Once defined, the calculated field appears in the widget builder alongside native fields — you can use it as a measure, dimension, or filter just like any other column. Formulas use JavaScript-style expression syntax (jsep grammar) and are compiled to SQL at query time, so they execute server-side without pulling rows back to render.

Click into any aggregated cell — a bar, a pie slice, a stat card, a pivot cell, a stats-table row — and a full-screen drill-down dialog opens showing the raw underlying records that contributed to that aggregate. Bar, line, pie, stat card, stats table, and pivot table widgets all support it; data tables don’t (they’re already showing rows) and funnels don’t either.

The dialog renders a data-table view containing every field from the underlying data source, with the click’s filters applied automatically — so the rows are scoped to whatever you clicked. The dashboard’s global filters and date range carry through too, so the drill-down always reflects the same slice you were looking at on the page.

Dashboards are JSON. Export one, commit it to git, share it with a teammate, paste it into another QuickFlo organization — same dashboard, ready to go.

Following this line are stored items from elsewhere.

PR #2839, opened 2025-01-10
Box and folder: use multivalued field; leave tokenization to solr. REQUIRES REINDEX.

eddierubeiz:
I was using a single-valued field for box and folder, and doing the tokenization myself. Instead, let's use a multivalued field and leave the tokenization to SOLR. All the tests still pass.

@jrochkind pointed out the problem - thanks!

- [ ] merge
- [ ] deploy
- [ ] reindex


eddierubeiz:
Oops - this was actually more changes than we needed. Rescinding this PR :)

Issue #2658, opened 2024-06-17
Broaden the scope of the ID search in the admin pages


eddierubeiz:
On these pages:
- https://digital.sciencehistory.org/admin
- https://digital.sciencehistory.org/admin/collections
filtering on an ID should match on any values of `external_id`: bib record ID, accession number, etc.

jrochkind:
@eddierubeiz Is this one actually done? We never put it in review and reported it, I don't think

eddierubeiz:
Yes, this is done - you had a small suggestion which I implemented. Glad you noticed it!

PR #2844, opened 2025-01-14
Admin collection list page: allow users to filter collections by arbitrary external_id

eddierubeiz:
Ref https://github.com/sciencehistory/scihist_digicoll/issues/2658

### DIFF
--- a/app/controllers/admin/collections_controller.rb
+++ b/app/controllers/admin/collections_controller.rb
@@ -12,22 +12,19 @@ class Admin::CollectionsController < AdminController
     # Searching, filtering, sorting and pagination.
     scope = Collection
     if index_params[:title_or_id].present?
-      sanitized_search_phrase = Collection.sanitize_sql_like(params[:title_or_id])
-      # This expression will match any element of the external_id jsonb array,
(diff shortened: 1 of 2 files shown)


app/controllers/admin/collections_controller.rb
```diff
@@ -12,11 +12,22 @@ def index
...
       scope = scope.where(id: index_params[:title_or_id]
       ).or(
-        Collection.where(friendlier_id: index_params[:title_or_id])
+        scope.where(friendlier_id: index_params[:title_or_id])
+      ).or(
+        scope.where("title ilike ?", "%" + sanitized_search_phrase + "%")
       ).or(
-        Collection.where("title ilike ?", "%" + Collection.sanitize_sql_like(index_params[:title_or_id]) + "%")
+        scope.where(matches_external_id)
       )
```
jrochkind, line 31: I _think_ this actually should be `Collection.where` instead of `scope.where`?  They may be equivalent right now (or not), but as we add things onto scope, they could creep into the `or` clauses, when each or clauses meant to be independent and start from `Collection` I think?

I could be missing something!

eddierubeiz: You're right - thanks for catching this!

PR #2849, opened 2025-01-16
log of throttles should not log bot detection too

jrochkind:
In the event subscription meant to log our throttle monitoring, look at match_name to make sure we're not triggered by our new bot detection stuff. That has it's own logs elsewhere, these logs are meant only for overall traffic monitoring


jrochkind:
a real error, my bad! Thank you tests!

PR #2854, opened 2025-01-17
More robust system spec for Turnstile

eddierubeiz:
EDITED - all this PR does is wait up to 4 seconds for Turnstile to finish.

### DIFF
--- a/spec/system/bot_limiting_system_spec.rb
+++ b/spec/system/bot_limiting_system_spec.rb
@@ -82,11 +82,7 @@ describe "Turnstile bot limiting", js:true do
       expect(shows_turnstile).to be true
 
       # which eventually will redirect back to search.
-      begin
-        expect(page).to have_content turnstile_success_re
-      rescue RSpec::Expectations::ExpectationNotMetError
-        expect(page).to have_content turnstile_success_re
-      end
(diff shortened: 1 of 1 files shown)


jrochkind:
Not totally following what this is doing why; is this doing anything different than just adding longer explicit `wait` to the first version, without the abstraction?

eddierubeiz:
The only substantial difference from just waiting longer is that we catch the exception and try the `expect` twice if needed.

jrochkind:
I don't think trying the expect twice at 50% time has any difference whatsoever to trying it once at 100% time. 

Perhaps we just need to bump up the wait time for the last expect?  Although it's still not totally clear why or if there's something to fix to make it faster!

eddierubeiz:
Looks like you're right. I ran my test again with drastically simpler code, *just* to make sure, and the only significant change the PR makes is lengthening the time we wait for Turnstile. The rest was just my own bias - tough to admit but the numbers don't lie. :)

jrochkind:
Oh I had it misnamed copy-paste "cart and batch edit"?!?! Well THAT was confusing me too about what was failing! Thanks for catching and fixing that too.

jrochkind:
A rebase to one commit wouldn't hurt for things like this in the future, but I'm gonna merge anyway right now!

From any dashboard’s menu, choose Export to download a .json file. The export contains:

  • The dashboard’s layout, name, description, and filter config
  • Every widget’s query config and display config with internal data source IDs replaced by stable export-only aliases (ds-0, ds-1, …)
  • A schema fingerprint for each referenced data source so the importer can detect compatibility issues when remapping

Exports are intentionally not backed by the underlying rows — only the dashboard definition travels with the file. The data stays in whichever data store the partner is targeting on the import side.

From the Dashboards page, click Import Dashboard and drop in a .json file. The import dialog walks you through two phases:

  1. Upload — drag in the file. QuickFlo parses it and surfaces any structural errors before showing you the next phase.

  2. Map data sources — for each data source the export references, pick one of your data sources to map it to. Each option shows a compatibility badge based on how well its detected schema matches the export’s schema fingerprint, so you can quickly spot which mapping is the safe one.

    Import Dashboard dialog at the data source mapping phase showing exported data sources mapped to existing ones with compatibility badges

Click Import and QuickFlo creates a fresh dashboard in your org with all the widgets, filters, and layout intact — every data source reference, calculated field expression, and filter binding rewritten to point at the data sources you mapped.

This makes dashboards highly portable — you can build a “starter” dashboard once and ship it to every customer organization, or version-control your important dashboards alongside the rest of your codebase.

Beyond JSON export, you can also render any dashboard to a PDF for sharing with stakeholders who don’t have QuickFlo access. The PDF preserves widget rendering, layout, and the active filter state at the moment you exported, so the PDF is a frozen snapshot of what you were looking at on screen.

Cross-org sharing is built at the data store layer rather than the dashboard layer — you grant another organization read-only access to a specific data store table, and the partner builds their own dashboards on top of it. See Data Stores — Sharing Tables Across Organizations for the setup walkthrough.

The end result feels seamless from the partner’s side: they add a data source, the shared table appears in the picker with a “Shared” badge, and dashboards built on it work exactly like dashboards on their own data — including filters, calculated fields, drill-downs, and exports.